Cell-mimicking polyethylene glycol-diacrylate based nanolipogel for encapsulation and delivery of hydrophilic biomolecule

Wen Jie Melvin Liew; Yee Shan Wong; Atul N Parikh; Subbu S Venkatraman; Ye Cao; Bertrand Czarny

doi:10.3389/fbioe.2023.1113236

Cell-mimicking polyethylene glycol-diacrylate based nanolipogel for encapsulation and delivery of hydrophilic biomolecule

Front Bioeng Biotechnol. 2023 Jan 17:11:1113236. doi: 10.3389/fbioe.2023.1113236. eCollection 2023.

Authors

Wen Jie Melvin Liew¹, Yee Shan Wong², Atul N Parikh³, Subbu S Venkatraman⁴, Ye Cao⁵, Bertrand Czarny^{1

6}

Affiliations

¹ School of Materials Science and Engineering, Nanyang Technological University, Singapore, Singapore.
² Biomedical Engineering, School of Engineering, Temasek Polytechnic, Singapore, Singapore.
³ Biomedical Engineering and Materials Science and Engineering, University of California, Davis, Davis, CA, United States.
⁴ School of Materials Science and Engineering, National University of Singapore, Singapore, Singapore.
⁵ Institute of Blood Transfusion, Chinese Academy of Medical Sciences and Peking Union Medical College, Chengdu, China.
⁶ Lee Kong Chian School of Medicine, Nanyang Technological University, Singapore, Singapore.

Abstract

Lipid based nanoparticulate formulations have been widely used for the encapsulation and sustain release of hydrophilic drugs, but they still face challenges such as high initial burst release.
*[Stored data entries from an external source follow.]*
PR #1339, opened 2025-11-09
Fix "atomic" CI build issue 

### LINKED ISSUE #1320: "Calculate memory deltas" action is broken for STM32
It's failing for [master & all PRs](https://github.com/speeduino/speeduino/actions/workflows/pr-memory-deltas-generate.yml):
```
  /home/runner/work/speeduino/speeduino/speeduino/statuses.h:17:12: fatal error: util/atomic.h: No such file or directory
     17 |   #include <util/atomic.h>
        |            ^~~~~~~~~~~~~~~
```

adbancroft:
Fixes #1320

### DIFF
--- a/.github/workflows/pr-memory-deltas-generate.yml
+++ b/.github/workflows/pr-memory-deltas-generate.yml
@@ -36,7 +36,7 @@ jobs:
                 name: teensy:avr
             compile-flags: |
               - --build-property
-              - build..extra_flags="-Wall"
+              - build.extra_flags="-Wall"
             lib_deps: |
               - name: SDfat
               - name: SimplyAtomic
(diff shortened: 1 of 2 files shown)


noisymime:
Worth keeping in mind that with this change, the ArduinoIDE will always require the addition of the Simply Atomic library. There's no longer any fallback to the AVR built-in ATOMIC().

adbancroft:
> Worth keeping in mind that with this change, the ArduinoIDE will always require the addition of the Simply Atomic library. There's no longer any fallback to the AVR built-in ATOMIC().

I know - but IMO that is outweighed by the broken CI (MISRA & the STM32 memory compare). E.g. as part of this PR I had to fix an issue that was hidden by the failing CI.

Nanolipogel (NLG) emerges as a potential system to encapsulate and deliver hydrophilic drug while suppressing its initial burst release. However, there is a lack of characterization of the drug release mechanism from NLGs. In this work, we present a study on the release mechanism of hydrophilic Dextran-Fluorescein Isothiocyanate (DFITC) from Poly (ethylene glycol) Diacrylate (PEGDA) NLGs by using different molecular weights of PEGDA to vary the mesh size of the nanogel core, drawing inspiration from the macromolecular crowding effect in cells, which can be viewed as a mesh network of undefined sizes. The effect is then further characterized and validated by studying the diffusion of DFITC within the nanogel core using Fluorescence Recovery after Photobleaching (FRAP), on our newly developed cell derived microlipogels (MLG). This is in contrast to conventional FRAP works on cells or bulk hydrogels, which is limited in our application. Our work showed that the mesh size of the NLGs can be controlled by using different Mw of PEGDA, such as using a smaller MW to achieve higher crosslinking density, which will lead to having smaller mesh size for the crosslinked nanogel, and the release of hydrophilic DFITC can be sustained while suppressing the initial burst release, up to 10-fold more for crosslinked PEGDA 575 NLGs. This is further validated by FRAP which showed that the diffusion of DFITC is hindered by the decreasing mesh sizes in the NLGs, as a result of lower mobile fractions. These findings will be useful for guiding the design of PEGDA NLGs to have different degree of suppression of the initial burst release as well as the cumulative release, for a wide array of applications. This can also be extended to other different types of nanogel cores and other nanogel core-based nanoparticles for encapsulation and release of hydrophilic biomolecules.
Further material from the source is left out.